While associated with this tax protest group, Love refused to pay federal income taxes. Accordingly, Love waited until December of 1986 to file federal income tax forms for the 1981 through 1985 tax years.
When the IRS sent Love correspondence with regard to his tax liabilities, Love forwarded the correspondence to the tax protest group. Love would then pay this tax protest group approximately $50.00, and this group would draft a response to the IRS. These responses refuted Love's obligation to pay taxes. Some of these responses were signed by Love and others were not. The last response prepared by the tax group was on September 30, 1986, (approximately two months before Love filed an emergency petition for bankruptcy relief). This September 30th response was a petition for appeal to the United States Tax Court. This petition was prepared at Love's request and signed by Love. Love testified that he was not involved with the tax protest group after the group prepared this September 30th petition.
In response to Love's continued refusal to pay income taxes, the IRS initiated levies against Love's assets. The first of these levies was initiated sometime prior to 1986. This initial levy was for $1,000.00. The IRS obtained this $1,000.00 by levying Love's credit union account and by garnishing his wages in two separate pay checks. Then in 1986, the IRS implemented a $75.00 a week levy against Love's wages. Shortly thereafter, on December 3, 1986, Love filed an emergency Chapter 13 bankruptcy petition. Then on December 18, 1986, Love filed a document entitled "Original Petition." Love also filed the following documents on December 18, 1986: "Chapter 13 Statement"; "Schedule of Debts and Debtor's Proposed Plan of Dealing With Creditors"; and "Debtor's Plan." (As a matter of convenience we will also refer to these three documents collectively as Love's original Chapter 13 plan.) In December of 1986 after beginning bankruptcy proceedings, Love filed tax returns for the 1981 through 1985 tax years. These returns indicated a substantial tax liability.
Love's original Chapter 13 plan lists 13 creditors.
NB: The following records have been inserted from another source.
PR #5691, opened 2026-06-30
fix: reject cross-site requests to open-editor and invalidate endpoints

bjohansebas:
**Summary**

Basically, this only protects against external websites calling those endpoints. It doesn't protect against Node.js scripts or `curl`, since in those cases the headers can be freely modified.

In contrast, when a request is made with `fetch()` from a web page, Chrome automatically sends the `Sec-Fetch-Site` header and doesn't let the page override it, even if an attacker tries. The same applies to the `Origin` header—it can't be spoofed by JavaScript running in the browser.

**Use of AI**

### DIFF
--- a/lib/Server.js
+++ b/lib/Server.js
@@ -2084,6 +2084,12 @@ class Server {
           return;
         }
 
+        if (!this.#isSameOriginRequest(req)) {
+          res.statusCode = 403;
+          res.end("Cross-Origin request blocked");
+          return;
+        }
+
         this.invalidate();
 
         res.end();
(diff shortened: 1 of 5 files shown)


lib/Server.js
```diff
@@ -3225,6 +3237,36 @@ class Server {
...
+    // `none` is a user-initiated navigation.
+    if (typeof secFetchSite === "string") {
+      return secFetchSite === "same-origin" || secFetchSite === "none";
+    }
+
+    // Without `Sec-Fetch-*` metadata (non-browser/legacy clients): a request
+    // with no `Origin` header was not initiated by another origin's script;
+    // otherwise fall back to the `Origin`/`Host` comparison.
+    if (typeof headers.origin !== "string") {
+      return true;
```
bjohansebas, line 3327: From what I've tested, the browser doesn't send an `Origin` header in this case

bjohansebas: Also, without this, we could break a simple `curl` request, which isn't a good idea.

lib/Server.js
```diff
@@ -3288,6 +3300,36 @@ class Server {
...
+    }
+
+    return this.isSameOrigin(headers);
+  }
```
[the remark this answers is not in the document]
bjohansebas: false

Eleven of these creditors were only listed for notice purposes because Love was only indebted to two of the listed creditors: Barklays Bank of Delaware and the IRS. This plan lists Love's debt to the
Love filed an amended plan on February 17, 1987. This plan proposes a $90.00 per week payment ceasing at the earlier of the two following events: 52 months or after Love paid 100% of the secured and priority claims and 10% of the unsecured nonpriority government claims.
There is a dispute with regard to the actual debt and priority debt listed on Love's original plan. That is, with regard to Love's tax debt, the IRS filed a Proof of Claim on January 7, 1987, indicating a tax liability of $20,947.64, as opposed to Love's estimated $18,234.00. This Proof of Claim states claims in the following amounts: a $957.25 secured claim which consisted of prepetition interest on unpaid taxes; a $17,529.44 unsecured priority claim for unpaid taxes and prepetition interest; and a $2,460.95 general unsecured claim for unpaid tax penalties. The IRS Proof of Claim demonstrates a substantially larger priority debt, a correspondingly lower unsecured debt, and a larger total debt than that acknowledged by Love in his original plan. Moreover, it lists a tax lien not listed on Love's initial petition.
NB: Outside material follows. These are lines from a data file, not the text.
PR #5698, opened 2026-07-02
fix: reject cross-site requests to open-editor and invalidate endpoints

bjohansebas:
**Summary**

ref: #5691

**Use of AI**

### DIFF
--- a/lib/Server.js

Love filed an objection to this Proof of Claim on July 7, 1987. This objection does not refute the classification of prepetition interest as a priority debt. Moreover, Love's modified plan concedes that prepetition interest for the 1981, 1982, 1983 and 1984 tax years is a priority claim and not a general nonpriority claim as reflected in the original plan.
In Love's original plan he listed his total assets as follows: a $1,600 dinette set, $1,500 in household goods, $500 in clothing and jewelry, and $1,267.04 in General Motors Stock. At a hearing before the bankruptcy judge, however, Love stated that his jewelry consisted of "three cheap watches and two stainless steel rings." And, Love stated that he gave the dinette set to Ms. Erman. No other household goods were identified at this hearing.
Love's original plan lists his gross income as totalling $530 per week, which equals $27,560 per year. This calculation excludes any overtime, vacation pay, and bonuses even though Love traditionally earned fairly substantial amounts of overtime and vacation pay. Indeed, Love's previous year's income was listed as $44,303.57, and his 1984 tax return shows that his income for the year before that was $37,720.
This original plan also fails to list at least three life insurance policies. Moreover, after these policies were brought to Love's attention, Love still failed to produce them or list them on an amended plan.
On January 30, 1987, the IRS filed an Objection to Confirmation of Debtor's Plan and a Motion to Dismiss the Debtor's Case. On September 21, 1987, the bankruptcy court conducted a hearing focusing on the issue of dismissal of the Chapter 13 petition on the grounds that Love lacked good faith in filing this petition. The bankruptcy court granted IRS's motion for dismissal and, accordingly, indefinitely postponed a confirmation hearing with regard to the Chapter 13 plan.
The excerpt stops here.